• _WORK TASK_
Up to and including the line that contains "Well, technically, I", return every line from the start of the data, unchanged.

• _DATA UNDER STUDY_
PR #240, opened 2020-03-05
Heltec WiFi LoRa 32 V2

UniquePete:
Heltec WiFi LoRa 32 V2 development board


KjellMorgenstern:
Hi Pete,
I loaded the part and checked it, very nice work.
I think it is a good idea to increase the overall font size in Fritzing (the design had 75dpi in mind, not the >100dpi knowadays). Only I was worried about the style tags in the description, as that looks a bit odd, and I am not sure how well those are supported by Qt. I also added links to the manufacturer (helps users both in sourcing the part and seeing if it is available). 
What do you think?

UniquePete:
Thanks Kjell. This is all very new to me, so I'll accept any guidance that anyone has to offer. All I did was create the .svg files in Illustrator, using the templates provided as a base, and let the Parts Editor do everything else. I did take some advice early on in relation to the file structure and how to 'work that  through' the cleaning and checking process and pretty much all I did there was fix up file names.

I thought I had a link to the Heltec website in there, but I guess that might have been lost along the way somehow.

Please make any changes to any of the files I've just submitted that are necessary. I'll watch what people do, if that's the way things work, and learn for the next time. If I have to work everything out for myself, it'll take a little longer.

UniquePete:
Well, technically, I believe that the CR2032 battery is what is generally described as a Lithium-metal battery. Li-Po batteries are a type of Li-Ion battery. All, at one level or another, depend on the chemistry of lithium, but in different ways. A Li-Po battery uses a polymer electrolyte, but this fact still does not dictate the chemistry of the battery, nor identify characteristics such as its compatibility with the [re]charging circuitry involved in the present case.

If one wanted to be pedantic, I believe that "Li-Ion" would be the more [generally] correct description, although I don't belive that a "lithium-metal battery management system" would make any sense, as Li-metal batteries are, as you note, disposable items (i.e. not rechargeable). I would suggest that the description of a "lithium battery management system" necessarily implies that the battery in question is rechargeable, and thus of Li-Ion technology, but I am happy to amend the reference and check my description of the other Heltec modules, as they all incorporate Li-Ion battery management circuitry.

Just for the record, the current wording is lifted directly from the manufacturer's product description.

KjellMorgenstern:
Ok, no worries. 
I want to take the time to review this and the other pull requests again sometime soon. Do you have more parts in the queue, or are some of the PRs not yet ready?

UniquePete:
With the exception fo this particular matter, I think all of my pull requests are ready now—at least, I think they cover off the various discussions we've had and are all consistent with each other.

I do have some other parts, but they are really only for 'breadboard' usage (i.e. they wouldn't be PCB components and at a schematic level the inputs and outputs are trivial), so I wasn't goiong to bother submitting them formally.

KjellMorgenstern:
In the schematic view, for the GPIO connections, the annotations are set as individual letters, "G", "P", "I", "O" , instead of "GPIO". THis causes problems when Fritzing automatically rotates this string, when the part is placed upside down (rotated 180 degree) in the schematic view. Now all letters are rotated one by one, and thus it reads "OIPG"

I will fix it for this part because I am already at it. But does this affect the other parts as well, is this intended? How was this caused?

KjellMorgenstern:
THT connectors in the PCB view only appear at once side (bottom). This would propably be a problem when producing shields for the board and must be fixed.

KjellMorgenstern:
GND is not auto detected by ground fill. Manually setting GND as Ground Fill Seed with right click works.

UniquePete:
Hi Kjell,

I have no idea why this would have happened. They certainly start out as text strings [in Illustrator], but yes, I see that this is the case in pretty much every one of the parts I’ve submitted. Not all labels are split out, only some, and not by any pattern I can recognise. In one case, two labels in a set of six, all containing three characters, are split out while the other four are not… I will try using a later version of Illustrator and see if the problem persists.

I’m afraid I don’t understand the other two problems (the one-sided THT connectors and ‘ground fill’)… but I’ve made all of my parts consistently so, if there’s a problem with one, it’ll likely be the same with all of them.

Obviously it would be best to fix these problems at the source, rather patching things up at the ‘end’, but with the exception of the text problem (and if Illustrator is exporting text to .svg files as individual characters I’m going to be a bit stuck even there) I really don’t know what needs to be done.

Pete

UniquePete:
OK, this is a problem with the version of Illustrator that I have been using. I have access to a later version, and it seems to behave as expected (i.e. it is not splitting out the characters).

I will, therefore, need to go through and redo the schematic layers of all of my parts.

Peter van Epp offered a number of other comments in the context of working with one of these parts, more than I’d care to include here, but in relation to the schematic he noted:
> schematic
> 
> ungrouped and rescaled the svg. In a text editor changed all the stroke-widths to be 10, the terminalId height and width to be 10 (making the terminalId a 10thou by 10thou rectangle) and checked the alignment (which was out slightly because the original values were smaller.) Then changed the text to match breadboard (and the Kit 32 pinout pdf.) Added text-anchor:start (right side pins) text-anchor:middle (center labels and the pin numbers on left and right) and text-anchor:end for the right side pins so changes in text length don’t change text alignment. Resize regroup (and name the group “schematic” to match the svg) and save as plain svg.
> 
Given that I’m going to have to go into Illustrator to produce new schematic .svg files, is there anything else I should to be fixing while I’m there? You mentioned the font size at one point (I can search back through the posts to find that if need be)… anything else?

Thanks
Pete

KjellMorgenstern:
The issue about the ground seed was the name in the fzp file.
Also I fixed the top layer label name. See commit cb90c3d .

KjellMorgenstern:
Typically , Fritzing schematics have the GND connector at the bottom, V connectors at the top, and other connectors grouped at the side. If you want you can adapt that, but not all boards use that style. I don't see issues with the font size, maybe that was already fixed before.

The grid alignment is also a minor thing, I think. The right side of the box runs right of the grid, while each other part uses a rectangle that runs perfectly inside the grid, so parts optically align:
image

UniquePete:
A few further queries, now that I'm back to this...

1. If I just use one ground pin at the bottom of a schematic, how to I associate several actual pins with that one graphic element? I am using the Parts Editor to set this stuff up and it only seems to let me connect a single 'physical' pin to any schematic input/output. Would I need to edit the .fzp file 'manually' to achieve this? (I'm already spending a fair bit of time directly editing the .fzp file, so this is probably no big deal if this is what is required.)

2. Once again, I am currerntly using the Parts Editor to establish the base for the various 'views', and I just import the relevant .svg files. They just get imported and placed, aligned with the grid defined therein. It's not clear to me how I would align the schematic any other way, or what I would align it with if it needed to be aligned with something else.

3. With respect to the ground seed, does this mean that all ground pins should have GND in the the 'Name' field, as well as any descriptive reference in the 'Description' field? (Again, in the Parts Editor, in the 'Connectors' section?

• _SOLUTION_
PR #240, opened 2020-03-05
Heltec WiFi LoRa 32 V2

UniquePete:
Heltec WiFi LoRa 32 V2 development board


KjellMorgenstern:
Hi Pete,
I loaded the part and checked it, very nice work.
I think it is a good idea to increase the overall font size in Fritzing (the design had 75dpi in mind, not the >100dpi knowadays). Only I was worried about the style tags in the description, as that looks a bit odd, and I am not sure how well those are supported by Qt. I also added links to the manufacturer (helps users both in sourcing the part and seeing if it is available). 
What do you think?

UniquePete:
Thanks Kjell. This is all very new to me, so I'll accept any guidance that anyone has to offer. All I did was create the .svg files in Illustrator, using the templates provided as a base, and let the Parts Editor do everything else. I did take some advice early on in relation to the file structure and how to 'work that  through' the cleaning and checking process and pretty much all I did there was fix up file names.

I thought I had a link to the Heltec website in there, but I guess that might have been lost along the way somehow.

Please make any changes to any of the files I've just submitted that are necessary. I'll watch what people do, if that's the way things work, and learn for the next time. If I have to work everything out for myself, it'll take a little longer.

UniquePete:
Well, technically, I believe that the CR2032 battery is what is generally described as a Lithium-metal battery. Li-Po batteries are a type of Li-Ion battery. All, at one level or another, depend on the chemistry of lithium, but in different ways. A Li-Po battery uses a polymer electrolyte, but this fact still does not dictate the chemistry of the battery, nor identify characteristics such as its compatibility with the [re]charging circuitry involved in the present case.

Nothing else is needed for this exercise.